INSTRUCTIONS TO FOLLOW:
The line that contains "I think this" marks the end: retype the data below exactly from its first line through that line.

── THE RECORDS

PR #1850, opened 2023-05-13
Extend `/pgp` command to make key exchange procedure easier

H3rnand3zzz:
See commit messages


jubalh:
Hi! Didn't have time to review yet, only skimmed it. But I would suggest (for the future if you don't want to do it for this PR) to split the commits.
I think this should actually be two or three commits :)

The reason is that it makes it easier to revert commits. Let's say for some (imagined) reason we would like to remove the pgp exchange procedure. Then we could just do `git revert xxx`. But if all three changes are in one commit we would also loose the typo fixes and the improvements not directly related to the exchange procedure. So that means we would have to revert by hand.

So it's good practise to have such things in individual commits. Even when it's unlikely that a revert will happen :)

src/command/cmd_defs.c
```diff
@@ -1719,7 +1720,9 @@ static const struct cmd_t command_defs[] = {
               { "log on|off", "Enable or disable plaintext logging of PGP encrypted messages." },
               { "log redact", "Log PGP encrypted messages, but replace the contents with [redacted]. This is the default." },
               { "char <char>", "Set the character to be displayed next to PGP encrypted messages." },
-              { "sendfile on|off", "Allow /sendfile to send unencrypted files while otherwise using PGP." })
+              { "sendfile on|off", "Allow /sendfile to send unencrypted files while otherwise using PGP." },
+              { "autoimport on|off", "Autoimport PGP keys from messages." },
```
jubalh, line 1724: I'm actually not sure but maybe we should mention here "This is compatible with PSI+"? But really not sure if this is good or not. Usually things are described in a XEP but this isn't so I thought maybe it's interesting for users which other clients work with this. On the other hand I for some reason don't like to tell which other clients support something since we have to keep this information up to date..

src/command/cmd_ac.c
```diff
@@ -920,6 +923,10 @@ cmd_ac_init(void)
     autocomplete_add(pgp_sendfile_ac, "on");
     autocomplete_add(pgp_sendfile_ac, "off");
 
+    pgp_autoimport_ac = autocomplete_new();
```
jubalh, line 926: For autocompletes that only support on/off you can actually use `_cmd_ac_complete_params()`.

src/command/cmd_defs.c
jubalh: Well I think lets not do that. It might become outdated. Especially on some distros that updates every few decades.

jubalh:
@sjaeckel ping

src/command/cmd_funcs.c
```diff
@@ -8606,24 +8668,37 @@ _update_presence(const resource_presence_t resource_presence,
...
-        cons_show("%s enabled.", display);
+    }
+
+    if (g_ascii_strcasecmp(arg, "on") == 0) {
+        cons_show("%s %senabled.", display, prev_state ? "is already " : "");
         prefs_set_boolean(pref, TRUE);
-    } else if (g_strcmp0(arg, "off") == 0) {
-        cons_show("%s disabled.", display);
+    } else if (g_ascii_strcasecmp(arg, "off") == 0) {
+        cons_show("%s %sdisabled.", display, !prev_state ? "is already " : "");
```
sjaeckel, line 8695: @jubalh prefers case sensitivity for arguments: https://github.com/profanity-im/profanity/pull/1780#discussion_r1039389092 :shrug:

src/pgp/gpg.c
```diff
@@ -303,67 +307,62 @@ p_gpg_free_key(ProfPGPKey* key)
...
+ *
+ * @note This function may perform additional operations, such as autocomplete, related to the retrieved keys.
+ */
 GHashTable*
 p_gpg_list_keys(void)
 {
     gpgme_error_t error;
     GHashTable* result = g_hash_table_new_full(g_str_hash, g_str_equal, free, (GDestroyNotify)p_gpg_free_key);
 
+    // Create a GPGME context
```
sjaeckel, line 331: https://stackoverflow.blog/2021/12/23/best-practices-for-writing-code-comments/

> `Rule 1: Comments should not duplicate the code.`

This applies to all comments in the code you added in this PR that I've found so far.

sjaeckel (changes requested):

jubalh:
@sjaeckel I'm uncertain if you plan to review again :)
Otherwise I would merge.

src/command/cmd_funcs.c
```diff
@@ -7579,7 +7589,59 @@ cmd_pgp(ProfWin* window, const char* const command, gchar** args)
...
+            assert(chatwin->memcheck == PROFCHATWIN_MEMCHECK);
+        }
+
+        ProfAccount* account = accounts_get_account(session_get_account_name());
+
+        if (account->pgp_keyid == NULL) {
+            cons_show_error("Please, set the PGP key first using /account set %s pgpkeyid <pgpkeyid>. To list pgp keys, use /pgp keys.", account->name);
+            account_free(account);
+            return TRUE;
+        }
```
sjaeckel, line 7633: Would it maybe make more sense to do this check before changing the window focus?

src/command/cmd_funcs.c
```diff
@@ -7533,14 +7540,17 @@ cmd_pgp(ProfWin* window, const char* const command, gchar** args)
         }
 
         ProfAccount* account = accounts_get_account(session_get_account_name());
-        char* err_str = NULL;
+        auto_char char* err_str = NULL;
```
sjaeckel, line 7543: This declaration could/should go one block down, before its actual usage ... really minor ...

src/pgp/gpg.c
```diff
@@ -769,6 +750,200 @@ p_gpg_format_fp_str(char* fp)
...
+    }
+
+    gpgme_data_t key_data;
+    error = gpgme_data_new_from_mem(&key_data, buffer, strlen(buffer), 1);
+    if (error != GPG_ERR_NO_ERROR) {
+        log_error("GPG: Error creating GPGME data from buffer");
+        goto out;
+    }
+
+    gpgme_import_result_t import_result;
```
sjaeckel, line 850: This declaration could/should should also go down to where it's actually used first.

src/pgp/gpg.c
```diff
@@ -769,6 +750,200 @@ p_gpg_format_fp_str(char* fp)
...
+ * Convert a gpgme_data_t object to a null-terminated char* string.
+ *
+ * @param data The gpgme_data_t object to convert.
+ * @return The converted string allocated using malloc, which should be freed by the caller.
+ *         If an error occurs or the data is empty, NULL is returned and errors are written to the error log.
+ */
+static char*
+_gpgme_data_to_char(gpgme_data_t data)
+{
+    char* buffer = NULL;
```
sjaeckel, line 932: This one as well.

sjaeckel (commented):
I like the refactor of `_cmd_set_boolean_preference()` :+1: 

Would it maybe make sense to have a `/pgp import` command which lets you select one of the last messages in a private chat and then tries to import that? ... in case a user doesn't want to auto-import all public keys. But that'd be for another PR I guess.

src/command/cmd_funcs.c
H3rnand3zzz: window focus?

H3rnand3zzz:
@jubalh review suggestions are applied. After almost 2 month in waiting, maybe it's time to merge?

jubalh (changes requested):
Thanks for your patience!

So far I only looked at the code but now realize there could be a change in the commit messages as well.

In the first commit (Add /pgp sendpub command ) I'm missing a description what the command will do/why it is useful. And also with which other clients it is compatible (if it applies and you are aware of this info. I think you said it works with PSI).

Same for `Add optional pgp public key autoimport`.

I think it deserves a short description of what it will do/why its wanted.

After this I think good to go. Sorry again for the long waiting time!

src/command/cmd_funcs.c
```diff
@@ -7579,7 +7589,60 @@ cmd_pgp(ProfWin* window, const char* const command, gchar** args)
...
+        }
+
+        ProfAccount* account = accounts_get_account(session_get_account_name());
+
+        if (account->pgp_keyid == NULL) {
+            cons_show_error("Please, set the PGP key first using /account set %s pgpkeyid <pgpkeyid>. To list pgp keys, use /pgp keys.", account->name);
+            account_free(account);
+            return TRUE;
+        }
+        cons_show("account->pgp_keyid = %s", account->pgp_keyid);
```
sjaeckel, line 7615: That's more like a debug statement, so this can go. Or should it stay? Then please give it a more descriptive message that's understandable for a regular user.

sjaeckel (changes requested):
Sorry for the next bunch of change requests, but this PR is so huge, it's not easy to review. Also there are two sets of independent changes in there, which makes it even harder. That's really where the PR focused review approach falls short. If this were a commit based approach it'd be cleaner, but it is as it is and therefore :shrug: 

Still I suggest to rebase on top of master and re-order the commits. Put "Refactor `_cmd_set_boolean_preference` function" as the first commit and create a separate branch & PR for that single commit, which can then be quickly merged, so the "real changes" of this feature become visible.

src/pgp/gpg.c
```diff
@@ -381,6 +375,7 @@ p_gpg_list_keys(void)
 
     gpgme_release(ctx);
 
+    // TODO: move autocomplete in other place
```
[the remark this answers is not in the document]
H3rnand3zzz: It might be considered unintended functionality, the function is a bit too bloated.

src/command/cmd_funcs.c
H3rnand3zzz: Debug statement, I guess.

sjaeckel:
> Still I suggest to rebase on top of master and re-order the commits. Put "Refactor `_cmd_set_boolean_preference` function" as the first commit and create a separate branch & PR for that single commit, which can then be quickly merged, so the "real changes" of this feature become visible.

If you open a separate PR for those unrelated changes, maybe also include [Cleanup char* to auto_gchar gchar* for prefs_get_string](https://github.com/profanity-im/profanity/pull/1857/commits/be88cf9d29d924e873507e58f4447a09dde77d49)"and [Fix memory leak and cleanup](https://github.com/profanity-im/profanity/pull/1857/commits/f98e9b6415e7cfd1e1638c4c6271d4cf6fa9fa45) of #1857

src/pgp/gpg.c
```diff
@@ -431,13 +426,7 @@ p_gpg_valid_key(const char* const keyid, char** err_str)
...
     if (error || key == NULL) {
         log_error("GPG: Failed to get key. %s %s", gpgme_strsource(error), gpgme_strerror(error));
-        *err_str = strdup(gpgme_strerror(error));
-        gpgme_release(ctx);
-        return FALSE;
-    }
-
-    if (key == NULL) {
-        *err_str = strdup("Unknown error");
+        *err_str = error ? strdup(gpgme_strerror(error)) : "Unknown error";
```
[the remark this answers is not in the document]
H3rnand3zzz: Thanks, valid point, fixed.

src/pgp/gpg.c
```diff
@@ -769,6 +750,198 @@ p_gpg_format_fp_str(char* fp)
...
+{
+    size_t buffer_size = 0;
+    char* gpgme_buffer = gpgme_data_release_and_get_mem(data, &buffer_size);
+
+    if (!gpgme_buffer) {
+        log_error("GPG: Unable to extract gpgmedata.");
+        return NULL;
+    }
+
+    char* buffer = strndup(gpgme_buffer, buffer_size);
```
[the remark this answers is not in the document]
H3rnand3zzz: We don't return buffer size, it varies, so it doesn't make sense, as later it's only used as a null-terminated string.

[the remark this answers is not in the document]
sjaeckel: > We don't return buffer size, it varies, so it doesn't make sense

What do you mean by 'it'?

The idea behind the change is that the `strndup()` approach will take longer than the `memcpy()` one since it has to look at each byte whether it terminates the string, but that's not needed.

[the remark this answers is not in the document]
H3rnand3zzz: applied

src/pgp/gpg.c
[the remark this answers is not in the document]
H3rnand3zzz: in chat @sjaeckel pointed out another case with (un)conditional error assignment, I fixed it out as well.

jubalh (approved):
That's great descriptive commit messages now! Thanks :)

sjaeckel (approved):

jubalh:
Thanks for your contribution!

H3rnand3zzz:
Thank you for reviews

────

TASK OUTPUT:
PR #1850, opened 2023-05-13
Extend `/pgp` command to make key exchange procedure easier

H3rnand3zzz:
See commit messages


jubalh:
Hi! Didn't have time to review yet, only skimmed it. But I would suggest (for the future if you don't want to do it for this PR) to split the commits.
I think this should actually be two or three commits :)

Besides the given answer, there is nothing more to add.